How to teach your kids about money basics

kids with their savings

With the kids going back to school soon, you’ve probably been thinking about how to teach them new and better money habits. Starting early on is a great way to make sure your kids have the best chance possible at developing positive money habits and saving skills for later on in life. 

Explain money matters with good messaging

One of the best ways to instil good money habits early on is to talk about money in a constructive way. Being able to have conversations about money, whilst perhaps uncomfortable for some of us, is actually a good way of building a practical mindset not just for your kids but yourself. 

Another way of adopting positive money messaging is by utilising phrases that contextualise money and money habits in a useful way. Communicating to your kids things like “let your money work for you” or “the more you earn, the more you learn” can be the seeds that grow into positive internal stories about money later in life.

Give your kids a regular allowance

An allowance teaches your kids from an early age that money isn’t something that’s just given freely. The benefit of learning this early is that kids will generally find the transition to the workforce much easier.

Some of the ways you can give an allowance can vary. On one hand, you can give an allowance for doing chores (garden work, bins, cleaning the house, etc.). On the other hand, an allowance can be used as a reward for positive behaviour or good work (doing their homework, getting good grades, etc.)

Teach your kids about being practical with money

Good messaging does a lot to give kids a positive narrative about money, but nothing beats the process of learning by doing. Instead of buying them their lunch or everyday items, give them pocket money (or have them save with their allowance) to carefully select what they’d like. Of course, suggest that they aim for what is affordable and healthy.

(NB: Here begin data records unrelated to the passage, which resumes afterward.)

PR #3942, opened 2025-08-13
Re-enable the `MAKE_PREPBUFR` capability

### LINKED ISSUE #3941: MAKE_PREPBUFR inadvertently removed?
### What is wrong?

The env var MAKE_PREPBUFR was removed in PR #3683.  This env var was previously used to skip the prepobs step when pre-generated prepbufr files were available. I believe this was inadvertent and this option should be added back in.    

See the if else block that was removed in prep.sh via

https://github.com/NOAA-EMC/global-workflow/pull/3683/files#diff-8c2f2e3d35212976715385d4e373bd0258b8651f9eaca7beaf515adc4bc0e43aR106-L104

and the env var definition in config.base.j2

https://github.com/NOAA-EMC/global-workflow/pull/3683/files#diff-8c2f2e3d35212976715385d4e373bd0258b8651f9eaca7beaf515adc4bc0e43aL40

when MAKE_PREPBUFR is set to NO in config.base the obsprep step is skipped and an existing prepbufr file is used.

All or N/A

develop

### Steps to reproduce

1. set MAKE_PREPBUFR=NO in config.base
2. run workflow
3. obsprep step is run

### Additional information

_No response_

_No response_

aerorahul:
# Description
This PR:
- Resolves #3941
- removes the options `MAKE_NSSTBUFR` and `MAKE_ACFTBUFR`. They are options in name-only.  
- reinstates the option to create or copy `prepbufr`, `prepbufr.acft_profiles` and `nsstbufr` files by running obsproc programs, or copying them from `DMPDIR` or a user-prescribed path `PREPBUFR_DIR`.  `PREPBUFR_DIR` can be passed via `config.prep` by the user.  This was requested for the reanalysis project.

# Type of change

# Change characteristics

# How has this been tested?
Atm-only cycling test on Gaea in progress

# Checklist


CoryMartin-NOAA (dismissed):
Didn't test, looks reasonable though

aerorahul:
`C96_atm3Dvar` test has passed.

dev/parm/config/sfs/config.base.j2
```diff
@@ -318,12 +318,6 @@ if [[ ${DONST} = "YES" ]]; then export FNTSFA="        "; fi
 # The switch to apply SST elevation correction or not
 export nst_anl=.true.
 
-# Make the nsstbufr file on the fly or use the GDA version
-export MAKE_NSSTBUFR="{{ MAKE_NSSTBUFR }}"
-
-# Make the aircraft prepbufr file on the fly or use the GDA version
-export MAKE_ACFTBUFR="{{ MAKE_ACFTBUFR }}"
-
```
jswhit, line 326: Shouldn't MAKE_PREPBUFR be set in here (to "NO" by default)? Maybe also USE_PREPBUFR_FROM_OPS?

aerorahul: @jswhit thanks for your review.

`MAKE_PREPBUFR` can be set to `NO` in `config.prep` 
It is only used in the `prep.sh` job, and by default the behaviour is `YES` such that the `prepbufr`, `prepbufr.acft_profiles` are created with each execution.
If the user wishes to use operational files, they can set `USE_PREPBUFR_FROM_OPS=YES`.  This is also the default when `MAKE_PREPBUFR=NO`.
Finally, if the user wishes to use their own `prepbufr` files, place the following in `config.prep`:
```bash
export MAKE_PREPBUFR="NO"
export USE_PREPBUFR_FROM_OPS="NO"
export PREPBUFR_DIR="/path/to/user/staged/prepbufr_files/"
```
Note however, `prepbufr` and `prepbufr.acft_profiles` should have the prefix `OPREFIX`.

jswhit2: I guess I was suggesting adding MAKE_PREPBUFR=YES (the default) explicitly in config.prep, with what you just described as a comment (by way of documentation). Otherwise, it will be pretty hard for a new user to figure out.

aerorahul: Ok. Yes. I can make that happen.

Here is what I think will work:

In `config.prep`, I can place this:
```bash
export MAKE_PREPBUFR={{ "MAKE_PREPBUFR" | default("YES") }}
if [[ "${MAKE_PREPBUFR} != "YES" ]]; then
  if [[ ${USE_PREPBUFR_FROM_OPS} != "YES" ]]; then
    export PREPBUFR_DIR="/path/to/user/staged/prepbufr_files"
  fi
fi
```

I hope this gives the user enough to figure out what to edit and where.
I'll beef this section up with some inline documentation as well.

Thoughts?

aerorahul: @jswhit Let me know if https://github.com/NOAA-EMC/global-workflow/pull/3942/commits/16c19e7f539d07457f03f7d5fabea33d2287bd6a meets your needs.

jswhit2 (approved):

DavidHuber-NOAA (approved):
Looks good to me.

dev/parm/config/gfs/config.prep
```diff
@@ -15,6 +15,17 @@ export PROCESS_TROPCY=${PROCESS_TROPCY:-NO}
 export TROPCYQCRELOSH="${SCRgfs}/exglobal_atmos_tropcy_qc_reloc.sh"
 export COMINsyn=${COMINsyn:-$(compath.py "${envir}/com/gfs/${gfs_ver}")/syndat}
 
+# Allow users to control the generation or use of either operational or
+# their processed prepbufr, prepbufr.acft_profiles, nsstbufr files
+export MAKE_PREPBUFR="YES"  # Generate prepbufr, etc. files by executing obsproc
```
CoryMartin-NOAA, line 20: Did what you wrote before not work?
```
export MAKE_PREPBUFR={{ "MAKE_PREPBUFR" | default("YES") }}
```

CoryMartin-NOAA: I guess because this isn't a .j2

aerorahul: yes. that. and, we should for completeness, add a `prep` section in the `defaults.yaml` as well.
All of which will take a little more work than this.

CoryMartin-NOAA (approved):

DavidHuber-NOAA:
@TaylorRoper-NOAA noted that he makes use of the MAKE_NSSTBUFR and MAKE_ACFTBUFR options on the cloud to create those BUFR files on the fly.  @aerorahul is the default option to do the same?

aerorahul:
> @TaylorRoper-NOAA noted that he makes use of the MAKE_NSSTBUFR and MAKE_ACFTBUFR options on the cloud to create those BUFR files on the fly. @aerorahul is the default option to do the same?

@TaylorRoper-NOAA 
`MAKE_NSSTBUFR` and `MAKE_ACFTBUFR` are rolled into `MAKE_PREPBUFR`  to create those on the fly.  The default (`YES`) should allow you to create those on the cloud as before.

PR #3953, opened 2025-08-18
sorc: use absolute HOMEgfs_ paths in build scripts

TerrenceMcGuinness-NOAA:
# Description

When running build scripts in `HOMEgfs_/sorc` from within pipeline scripts would sometimes fail because they mostly contain non-full paths to subsequent bash calls relative to $PWD.  This update uses the pattern where `HOMEgfs_` is applied to use full paths within the build scripts so they are not depended on being launched from $PWD.

# Type of change

# Change characteristics

# How has this been tested?

This PR will be tested directly on the pipeline running on Gaea C6

### DIFF
--- a/sorc/build_gdas.sh
+++ b/sorc/build_gdas.sh
@@ -28,6 +28,6 @@ shift $((OPTIND-1))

This can be a good way of teaching your kids the value of their money in a practical way and how they can find products that are useful for their needs instead of appealing to only their wants.

Give your children some money goals

One of the ways you can teach your kids to save is by having them save up their allowance to buy their own stuff. The benefit of this is that they will be less tempted to spend all their money on lollies and chips as soon as they get it. 

Long-term, teaching your kids to save for a goal is a good way of also making sure that when they get their first job, they start saving a portion of their cash too. 

One of the ways you can help your kids save is by opening a kids savings account. Whether you contribute personally or get them to budget how much to put away, Mozo can help you compare the best savings accounts for kids.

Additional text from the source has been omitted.